Felipe Cardeña e i suoi collages floreali

“Flowers have become the symbol of some kind of old “living room-style” painting: something decorative, empty and with no conceptual depth”.

Felipe Cardeña è un artista di origini spagnole con una biografia ignota e complessa, intorno al suo nome si alternano le voci più singolari. Dopo essersi dedicato per anni all’attività di mimo di strada girando tutto il mondo, dall’Europa, all’Asia, all’India (dove viene affascinato dal mondo e dalle divinità indù), fino a Cuba, che presto diventerà la sua seconda patria. Nel 2005 arriva in Italia e, in seguito all’incontro con il critico d’arte Alessandro Riva, che ne adotta provocatoriamente il nome e l’identità per qualche tempo, darà vita al progetto “Power Flower”: un’ampia serie di collages floreali coloratissimi e strabordanti, dalle forme impazzite e dall’effetto eccentrico e volutamente barocco, che toccano i temi del sacro, del fantastico, delle diverse identità culturali, del mescolamento tra strutture sociali e forme naturali.

il mistero di Salvator Dalì, Felipe Cardeña, 2010
IL MISTERO DI SALVATOR DALI, 2010

Sappiamo che prima di Milano Cardeña praticava già una strana forma di street art, applicando fogli di carta sui muri delle strade in ogni parte del mondo. Per un periodo, la sua presenza sembra essere svanita nel nulla, e attorniato da una vera e propria bottega di aiutanti, detta ‘Cardeña Street Boys’, è definitivamente approdato nell’art collage, con composizioni su tela, utilizzando come medium esclusivo la carta.

Questa scelta poetica, come l’ambiguità identitaria, caratterizzeranno tutto il suo lavoro, che verte sulle domande fondanti della società contemporanea, come la molteplicità dell’identità nell’era del web, il rapporto tra vero, verosimile e falso, l’incapacità dell’informazione di trovare una verità oggettiva e univoca, il gioco dei rimandi tra vita vissuta e invenzione letteraria e artistica. Infine, Felipe Cardeña, rincorre il ritorno a un’idea di arte piacevole, gioiosa, decorativa, fortemente ironica e disincantata, che ripercorre e decontestualizza le icone della società di massa, senza mai scadere nel facile gioco, ormai abusato, dell’arte politico-sociologica o della provocazione.

Rocky in Flowers. Felipe Cardeña, 2010
ROCKY IN FLOWERS, 2010

 

Felipe Cardeña and his floral collages

Felipe Cardeña is an artist of Spanish descent with an unknown and complex biography, around his name alternates the most singular voices. After having worked for years to the activity of street mime turning around the world, from Europe, Asia, India (where is fascinated by the world and by the Hindu gods), to Cuba, which he will soon become his second homeland. In 2005 he arrives in Italy and, after meeting with the art critic Alessandro Riva, who adopts a provocative name and identity for some time, will create the “Flower Power” project: a wide variety of collages floral and colorful overflowing, from the madding forms and the effect eccentric and deliberately baroque, touching the sacred themes of the fantastic, the different cultural identities, the mixing between social and natural forms structures.

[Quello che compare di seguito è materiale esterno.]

PR #15492, opened 2022-04-28
doc: vscode-json-languageserver -> vscode-langservers-extracted

sir4ur0n:
Cf https://github.com/emacs-lsp/lsp-mode/issues/3395 the Node package to install has changed.

Installing the wrong Node package leads to `lsp-mode` not detecting the LSP and suggesting to install it automatically.


lebensterben:
thanks!

PR #15494, opened 2022-05-02
Prefix obsolete aliases with "cl-" namespace.

BenedictHW:
Some low hanging fruit.

Warning: ‘case,’ is an obsolete alias (as of 27.1); use ‘cl-case’ instead.

Same for decf and assert.


lebensterben:
thanks!

PR #15496, opened 2022-05-02
[version-control] Load smerge-mode when entering smerge-transient-state

bcc32:
This fixes the following error when pressing `SPC g r n` if
smerge-mode is not loaded yet:

    Symbol's function definition is void: smerge-vc-next-conflict

Removed the `:commands` argument to use-package, which is
erroneous (:commands sets up autoloads so that invoking the command
will load the package specified, but only if the command is not
already fboundp).

Instead, explicitly load smerge-mode when entering the transient
state, so that any of the key bindings in the transient state will be
available.  This has the same intended effect as the previous code.

### DIFF
--- a/layers/+source-control/version-control/packages.el
+++ b/layers/+source-control/version-control/packages.el
@@ -247,7 +247,6 @@
   (use-package smerge-mode
     :defer t
     :diminish smerge-mode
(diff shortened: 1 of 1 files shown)


lebensterben (approved):
LGTM

smile13241324 (approved):

PR #15504, opened 2022-05-10
add org-roam-ui

winsphinx:
For `org-roam-server` doesn't support `org-roam-v2`, `org-roam-ui` is now added to replace it.


smile13241324 (approved):

smile13241324:
Strange I did not see any dangerous code change.

Can you provide an error message or stack trace? @winsphinx do you see the same?

Bost:
There are no error messages or stack trace, however the problem might have something to do with my OS. I use GuixOS. I need to investigate it deeper.

Bost:
The error has most probably something to do with the GuixOS. On Ubuntu everything works fine. Sigh.

PR #15518, opened 2022-05-14
[core] new recipe :fetcher local 

thanhvg:
with this current (package :location local) can be replaced with `(package :location (recipe :fetcher local))` then quelpa will install the local package to common location just like a normal package (eg ~/.emacs.d/elpa/28.1/develop/). We have the benefit of bytecompile and autoload.


smile13241324 (approved):

smile13241324:

PR #6763, opened 2019-09-27
Stabilized Pink now stops mobs from spazzing out (Sometimes)

ghost:

Fixes mobs spazzing out when encountering them if you encountered them before. This is done by removing the line that removes the faction of the mob from you when out of sight. 

An example of this fix is that it checks the mob that you see, and when out of sight and turning a corner, you don't get attacked immediately due to losing the faction due to being out of sight.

We know that before the Milan Cardeña already practiced a strange form of street art, applying sheets of paper on the walls of the streets all over the world. For a time, his presence seems to have vanished into thin air, and surrounded by a veritable workshop of helpers, called ‘Cardeña Street Boys’, has finally landed in art collage with compositions on canvas, using as the exclusive medium paper.

Harmony, Felipe Cardeña, 2013 40x50
HARMONY, 2013

This poetic choice, such as the identity ambiguity, will characterize all his work, which focuses on the fundamental questions of contemporary society, such as the multiplicity of identity in the age of the web, the ratio of real, plausible and false, the inability information to find an objective and unambiguous truth, the game of references between real life and literary and artistic invention. Finally, Felipe Cardeña chases the return to an idea of a captivating, joyful, decorative, highly ironic and disenchanted, and that traces decontextualizes icons of mass society, without ever falling into easy game, now abused, political and sociological art or provocation.